* **About this task**
Find the lines below holding the word "values" and copy each of them.

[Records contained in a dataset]
..............................

PR #362, opened 2017-05-10
Add convenience method to variable scope to convert variable list to obj

vjrngn:
Add `variableScope.toObject` as a proxy to `propertyList.toObject`.  This is done to accommodate the new `pmapi`.

Why ?
The new pmapi exposes pm.variables as an instance of VariableScope. Having `pm.variables.variables` is redundant and does not make a good API. `VariableScope.variables` is deprecated as of version `1.2.5.*`

### DIFF
--- a/test/unit/variable-scope.test.js
+++ b/test/unit/variable-scope.test.js
@@ -562,5 +562,18 @@ describe('VariableScope', function () {
                 'key3': 'val3'
             });
         });
+
+        it('uses the last found key-val pair should a duplicate key exists', function () {
+            var scope = new VariableScope(keyVals.concat({
+                key: 'key3',
+                value: 'duplicate-val3'
+            }));
+
+            expect(scope.toObject()).to.eql({
+                'key1': 'val1',
+                'key2': 'val2',
+                'key3': 'duplicate-val3'
+            });
+        });
     });
 });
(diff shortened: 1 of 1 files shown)


lib/collection/variable-scope.js
```diff
@@ -131,6 +132,16 @@ _.assign(VariableScope.prototype, /** @lends VariableScope.prototype */ {
     },
 
     /**
+     * Converts a list of Variables into an object where key is `_postman_propertyIndexKey` and value is determined
+     * by the `valueOf` function
+     *
+     * @return {Object}
+     */
+    toObject: function (excludeDisabled, caseSensitive) {
```
shamasis: Good that we kept the parameters `excludeDisabled, caseSensitive` private. No need to document these though.

lib/collection/variable-scope.js
```diff
@@ -131,6 +132,16 @@ _.assign(VariableScope.prototype, /** @lends VariableScope.prototype */ {
...
+        return this.values.toObject(excludeDisabled, caseSensitive);
```
czardoz: Is this equivalent to `this.values.syncToObject({})`?

kunagpal: Not exactly, this returns an object of the form:
```json
{
   "0": "...",
   "1": "..."
}
```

..............................

* **Answer for the task**
+        return this.values.toObject(excludeDisabled, caseSensitive);
czardoz: Is this equivalent to `this.values.syncToObject({})`?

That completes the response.